Dublin Rape Crisis Centre has said it welcomes the decision by the Professional Footballers Association of Ireland to remove a blog post which linked the Ched Evans rape case to the Guildford Four and the Birmingham Six.
The blog post was written by solicitor for the PFAI, Stuart Gilhooly, but was removed yesterday following criticism on social media from the DRCC, the National Women’s Council and others.
Evans, 25, a former Wales international, was found guilty in 2012 of the rape of a woman in May 2011 in Rhyl, north Wales. He was released from prison last month and, following a request from the English Professional Players Association (PFA), has been training with his former club, Sheffield United.
The club came under fire from fans as a result, with a petition securing tens of thousands of signatures demanding he not be allowed to play.
Club patron Charlie Webster, a Sky Sports presenter, said she had resigned as a result of Evans being allowed to train, while other patrons said they would break their associations with Sheffield United if he resumed his playing career.
Evans had denied the charge and had maintained sex had been consensual.
In the blog post, Mr Gilhooly wrote: “This crime, as alleged, was at the bottom end.
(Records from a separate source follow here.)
Issue #758, opened 2019-04-24
Font size style regression


rogerhutchings:
It looks like without a specific prop of `size='medium'`, font sizes in text-based components are reverting to `18px`

srallen:
Grommet is showing the default for Paragraph is `medium`: https://v2.grommet.io/paragraph

But doesn't show a default for Text (the docs just might not be right). Is this happening with Paragraph or Text? Or places where we're missing using either?

rogerhutchings:
List items in the footer, for example, and content box headings etc are all rendering smaller (12px), weirdly. I can't remember which component they're using off-hand, but I wonder if a global default has been accidentally set

srallen:
Was this fixed in #765?

srallen:
As noted in #786, the 'small' sizes in the theme for text, paragraph, and headings should use a line-height of 14px. The footer section headings need to be updated to use 'small'.

PR #786, opened 2019-04-29
Footer in two columns on mobile view

srallen:
Package: lib-react-components

Fix for #746

Describe your changes:
Makes footer two columns:
IMG_3492

# Review Checklist

## General

## Apps

- [ ] Does it work on mobile?


srallen:
@rogerhutchings I see them have a line-height of 18px for a font-size of 14px, which are the base medium sizes set in the theme. I used @beckyrother guidance in this doc for these: https://projects.invisionapp.com/d/main#/projects/prototypes/12923997/assets/77727645

According to that doc, it should be 14px/17px. @beckyrother do you want the pixel decrease for the line-height in the theme? Do you want the footer to use these base sizes or something else?

rogerhutchings:
I'm sure they're accurate to the design, but look at them - the gap between lines in the section titles is almost the same size as the gap between section items.

beckyrother:
Agreed @rogerhutchings, they're a bit tall. Can we adjust the style to be 14px / 14px line-height? This would be a global change for that type style.

srallen:
Ok, I'm not sure where we should set that in the theme...

@rogerhutchings we could make the small paragraph setting 14px/14px? 

https://github.com/zooniverse/front-end-monorepo/blob/c177dd59f5f9d47ba16ee7932542f3db44613bcd/packages/lib-grommet-theme/src/index.js#L372-L375

beckyrother:
This is for the teal labels right?

srallen:
@beckyrother they're anchors wrapped by spans, which is reusing the theme's defaults for 'medium' sized paragraphs and spans. We could set the 'small' spans/paragraph's defaults to 14px/14px. Then any paragraph or span (and child components) we set to `size="small"` will be this.

rogerhutchings:
@srallen heading levels can be set separately: https://v2.grommet.io/heading

srallen:
Yep, headings have their sizes defined in the theme too, but those aren't headings in the markup. They could be however. I'll make notes on what to change in the issue for #758 and let's keep this as just the grid update for the footer.

srallen:
I should note that the collision should be fixed and this is ready for another review.

beckyrother:
Is there a way to see this live? I'm sorry I definitely should know this by now.

srallen:
@beckyrother if you're willing to pull down the repo and run locally, but we don't have staged deployments setup for this yet. Or you could come bug me and take a look on my screen. We'll try to get staged deployments working soon!

srallen:
Oh I should add, the react components repo we want to deploy the storybook to github pages, so that'd be another way to take a look, but that hasn't been done yet either.

PR #464, opened 2019-02-15
Your project activity

eatyourgreens:
Package:
app-project

Towards #38.

Add a YourStats store. Request user prefs and daily classification counts on initial user login.
Test that the store initialises, fetches activity counts on user change and increments counts properly for both authenticated and anonymous users.
Actions:
- `yourStats.fetchActivityCount()` gets your total classification count from your user preferences.
- `yourStats.fetchDailyCounts()` fetches your daily classification counts from the stats service
- `yourStats.increment()` increments your classification count for this session.

Todo:
- [x] tests.
- [ ] Your Progress React component
- [ ] increment classification counts when the classifier completes a classification

# Review Checklist

## General

- [ ] Are the tests passing locally and on Travis?
- [ ] Is the documentation up to date?
- [ ] Is the changelog updated?

## Apps

- [ ] Does it work in all major browsers: Firefox, Chrome, Edge, Safari?
- [ ] Does it work on mobile?
- [ ] Can you `rm -rf node_modules/ && npm install` and app works as expected?

Issue #38, opened 2018-06-07
"Your statistics" widget


rogerhutchings:
<img width="376" alt="screenshot 2018-06-07 16 50 12" src="https://user-images.githubusercontent.com/2725841/41111178-30fa07e2-6a73-11e8-9644-416390faf92d.png">

rogerhutchings:
@camallen This is the widget that would use the new stats API

eatyourgreens:
Those day names on the x-axis are going to need to be localised, aren't they?

eatyourgreens:
Sorry to be asking dumb questions but is this a modal box or is it displayed somewhere on the classify page?

srallen:
It's further down the page. Here are the redesign in invision: https://projects.invisionapp.com/d/main#/projects/prototypes/12923997

rogerhutchings:
On the classify page, between "Finished for the Day" and "Project Statistics":

<img width="678" alt="screenshot 2019-01-16 16 15 14" src="https://user-images.githubusercontent.com/2725841/51262272-f5789a80-19a9-11e9-87db-a2bc7e92b2cc.png">

camallen:
Noting there that the counts of volunteer activity (daily, total, etc) will ideally come from the new graphql stats API (currently down for db maintenance) instead of the old stats API (planned deprecation this year).

eatyourgreens:
Is this high priority for the TESS launch, or something that can be added once we have a working classify page up and running on a server?

Can the stats API send back day-of-the-week with the daily counts? I'm thinking about how the histogram might be rendered with the days along the x-axis for the last 7 days (or is it this week with future days blank if I'm classifying on Tuesday say?)

camallen:
> Can the stats API send back day-of-the-week with the daily counts? I'm thinking about how the histogram might be rendered with the days along the x-axis for the last 7 days (or is it this week with future days blank if I'm classifying on Tuesday say?)

Stats API will return the 'interval' (daily by default) histogram for the past only (all data i believe - a limit on this would be nice and easily supported i think). 

The new stats api code needs docs on the API itself and how to use it but you can see the code here https://github.com/zooniverse/zoo-stats-api-graphql/blob/9382005d6d2e33cd864fe8fe00125e292e13fb1f/app/graphql/types/query_type.rb#L7

eatyourgreens:
[...]

PR #787, opened 2019-04-30
Start the stats UI component 🎉

rogerhutchings:
Part of #38, this starts the user-facing components for the Your Stats widget:

Logged in:

Screenshot 2019-04-30 16 17 48

Logged out:

Screenshot 2019-04-30 16 18 02

On reviewing #464, it looks like the idea is to support some statistics for anonymous users, is that right? If so, then the "log in" message can be moved to the histogram, as I've written it as a HOC.

- Moves around some components to make them easier to reuse
- Adds login message HOC
- Adds basic component for showing stats

For future PRs:

- add the histogram
- wire up to the store


packages/app-project/src/shared/components/withRequireUser/withRequireUser.js
```diff
@@ -0,0 +1,49 @@
...
+import React, { Component } from 'react'
+
+import en from './locales/en'
+
+counterpart.registerTranslations('en', en)
+
+function storeMapper (stores) {
+  const { isLoggedIn } = stores.store.user
+  // return { isLoggedIn }
+  return { isLoggedIn: false }
```
shaunanoordin: This line forces the YourStats component to remain un-logged-in - is this a WIP?

I tested the code by removing `return { isLoggedIn: false }` and re-enabled `return { isLoggedIn }`, and that seems to get the YourStats component working properly.

rogerhutchings: WOOPS yeah that's totally left in from debug

rogerhutchings:
Yes, there's going to be another component on the right for Recently Viewed Subjects

PR #790, opened 2019-05-01
Mobile view design improvements

srallen:
Package: lib-grommet-theme, lib-classifier, app-project

For #746 

Describe your changes:
This PR fixes the following from #746 
- left align info, favourites, collections buttons to the left edge of the subject
- Task/Tutorial tabs should be 40px tall
- Stack 'Planet Finders Beta Statistics' and 'view more stats' buttons
- Add padding between 'keep track of progress' and the copy (currently lipsum)
- Add padding between the content and bottom of the module

I also stacked the 'Finished for the Day' image and text as a column.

There was no violence and thankfully the victim has no recollection of it.
“This, I hasten to add, does not make it right, or anything close to it, but it is nonetheless a mitigating factor.
“Suffice to say that Ched Evans has a very arguable case that he is the victim of a miscarriage of justice. If having sex with a drunk woman is rape then thousands of men are guilty of rape every day.”
He also wrote of the case: “But there is surely nothing worse than being accused of a crime which you genuinely believe you didn’t commit.
“The argument against that is that a jury convicted him of the crime. The same applied to the Guildford Four and the Birmingham Six. They got no public sympathy either.
“Maybe he is guilty or perhaps he’s innocent, none of us knows for sure. Surely, either way, he deserves a chance at redemption. Don’t we all?”
Speaking on RTÉ radio’s Drivetime, Mr Gilhooly said: “I think he’s a footballer that is entitled to return to his career. My simple point is his right to return.”
But Ellen O’Malley-Dunlop of the DRCC said: “This person was found guilty and he was convicted,” she said. “Rape is the absence of consent.
“It is terribly important for the public to know that when someone is intoxicated so that they are virtually comatose, they are not in a position to give consent.”